Jim Grant’s last day at Granada was 21 June 1995 (‘Jack Reacher’s birthday, in a very real way,’ he blogged ten years later). He left with a severance package of £30,000 (half of which went on settling debts) that with frugal living would give him just about long enough to negotiate a life-saving deal for his first two books. The family thought about relocating to the Loire Valley. But instead Ruth got a Sunday job as a waitress and Jane joined the Tourist Information Office, and when they began to run out of money Jim took on some highly paid work as a freelance transmission controller at NBC in London. He did twenty-one shifts, staying in the cheapest hotel he could find near the Central line so as to get to Tower Hill or Bank and connect with the Docklands Light Railway to the Isle of Dogs. By coincidence, Rob was drafted in to produce some tennis one Sunday and they said: ‘We had this other guy from Granada in here recently, Jim Grant. He’s writing a book and we all think it’s going to really take off.’

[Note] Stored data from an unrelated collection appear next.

PR #21265, opened 2018-05-30
TST: Add failing tests for minute rounding

Safrone:
For some minute frequencies, `.ceil()` will round up even if it should not.

- [ ] closes #21262
- [x] tests added
- [ ] tests passed
- [x] passes `git diff upstream/master -u -- "*.py" | flake8 --diff`
- [ ] whatsnew entry

PR #21507, opened 2018-06-15
Fix Timestamp rounding

### LINKED ISSUE #21262: Timestamp ceil rounds up when it should not when using the '15min' frequency.
#### Code Sample

```python
>>> import pandas as pd
>>> pd.Timestamp('2018-01-12 18:15:00').ceil('15T')
Timestamp('2018-01-12 18:30:00')

>>> pd.Timestamp('2018-01-12 00:30:00').ceil('15T')
Timestamp('2018-01-12 00:45:00')

```
#### Problem description

When the frequency is 15min `.ceil()` rounds up when the timestamp is divisible by the frequency.

From some experimentation, this also occurs with some other minute frequencies, notably: `2`, `4`, `15`, `20` 

Minute frequencies that are factors of 60 should have consistent behavior in my opinion (not sure about the behavior of non-factors but those would be rare edge cases). 

#### Expected Output

```python
>>> pd.Timestamp('2018-01-12 18:15:00').ceil('15T')
Timestamp('2018-01-12 18:15:00')

>>> pd.Timestamp('2018-01-12 00:30:00').ceil('15T')
Timestamp('2018-01-12 00:30:00')
```

<details>

INSTALLED VERSIONS
------------------
commit: None
python: 3.5.1.final.0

The year 1994 was one of new beginnings.
But this rebirth took place in the shadow of the valley of death, and 1994 was also the year that broke Jim’s heart. First, Stanley the springer spaniel died of old age. Jim and Jane had two rules for Stan: wait two days, and was he still eating? After two days he still wasn’t eating and they called out the country vet. Then Giz the guinea pig contracted cancer and the vet couldn’t locate a vein and had to inject straight into the cavity. Lee still remembered how the tiny animal took twenty excruciating minutes to die, all the while looking helplessly into his eyes.
Most of what Jim learned at Granada he’d learned by staying alive. It was what Lee told creative writing students who asked for advice. The essential thing was to read. Other than that, all they could really do was go away and live a bit longer, wait until the gas tank was full.
‘Nineteen ninety-four was a terrible year,’ Lee said, gloomily. ‘My Otley grandma died too [in November], at the same time I was getting it in the neck from Granada.’
No wonder he wanted to escape to Georgia.